** Opening Task inputs block **

PR #246, opened 2024-08-09
feat: use argocd applicationsets

thatmlopsguy:
Use argocd applicationsets and organize the argocd application in a project.

after running this command
kubectl apply -f lessons/200/argocd/root-app.yaml

two applications will be generated for each environment inside the `tutorial-app-of-apps` project.


antonputra:
Thanks for the PR!

PR #249, opened 2024-08-23
Performance improvements of the cs-app

Odonno:
* [Avoid use of string.Format](https://github.com/antonputra/tutorials/commit/6227f409beefbf7789a611798728f8f317d610d4)

* [Use built-in configuration binding](https://github.com/antonputra/tutorials/commit/169d9e04f692f7568b535e50965a94dd2afb17a8)

* [Use sealed class/readonly struct](https://github.com/antonputra/tutorials/commit/2dfc1e6b3c88e33cb593cdd990bb6de231547b74)
* [Dispose AmazonS3Client](https://github.com/antonputra/tutorials/commit/0e3db73e44058e638a0efdbab5dee8a944a6fcd1)

* [Make web api aot compatible](https://github.com/antonputra/tutorials/commit/8e74f5c80e7008d9ba7dbb0582e502fffef76837)

It almost reduces by 3x the memory usage locally. I did not perceive any CPU gain but I suppose there are some when publishing in release mode.

AOT should also drastically reduce the output image size.


lessons/202/cs-app/Program.cs
```diff
@@ -1,97 +1,111 @@
...
+    ];
+
+    return Results.Ok(devices);
+});
+
+// Create endpoint that uoloades image to S3 and writes metadate to Postgres
+app.MapGet("/api/images", async () =>
+{
+    // Generate a new image.
+    var image = new Image($"cs-thumbnail-{counter}.png");
```
alisonmashni, line 71: Should counter be used with `Interlocked.Increment(ref counter)` instead of reading it and later using counter++?

lessons/202/cs-app/Program.cs
```diff
@@ -1,97 +1,111 @@
...
+
+    // Get the current time to record the duration of the S3 request.
+    var s3Stopwatch = Stopwatch.StartNew();
```
alisonmashni, line 74: It would probably be more efficient to replace the Stopwatch instances with `Stopwatch.GetTimestamp()`  and `Stopwatch.GetElapsedTime(start)`

lessons/202/cs-app/Program.cs
alisonmashni: Apparently the Go App is not handling resource concurrency there. If it's just to measure raw performance then it may be better to run without Interlocked.Increment after all. 

image

I'm sorry for suggesting it before checking how the Go App was working before.

Odonno: Hey, can't bite to make it right. Can't see why we can't fix the Go app too, but I am not sure how. Or better, we could send the incremented `id` from the client via a route param.

antonputra (changes requested):
thanks for the improvement! I want to keep original "cs-app" app for the reference. can you copy paste it to "cs-app-v2" under the same "202" lesson and I'll merge it

Odonno:
Done. I named the folder `cs-app-aot`. I hope it's ok for you @antonputra

Odonno:
Note: the next version of the AWS SDK for .NET will bring a massive cut of the package size (2MB to 900kb, and that's just without trimming). It will also improve performance and provide AOT support.

A preview version is available via NuGet but I am not sure that would work. If you have time to try it, that can be interesting to do the migration.

Blog post for reference: https://aws.amazon.com/fr/blogs/developer/preview-1-of-aws-sdk-for-net-v4/

sergeyshaykhullin:
At 28 April V4 AWS SDK is GA

https://aws.amazon.com/blogs/developer/general-availability-of-aws-sdk-for-net-v4-0/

** Closing Task inputs block **

# Activity
Every line above with the word "also" belongs in the answer, copied as written.

# Written answer
AOT should also drastically reduce the output image size.
Note: the next version of the AWS SDK for .NET will bring a massive cut of the package size (2MB to 900kb, and that's just without trimming). It will also improve performance and provide AOT support.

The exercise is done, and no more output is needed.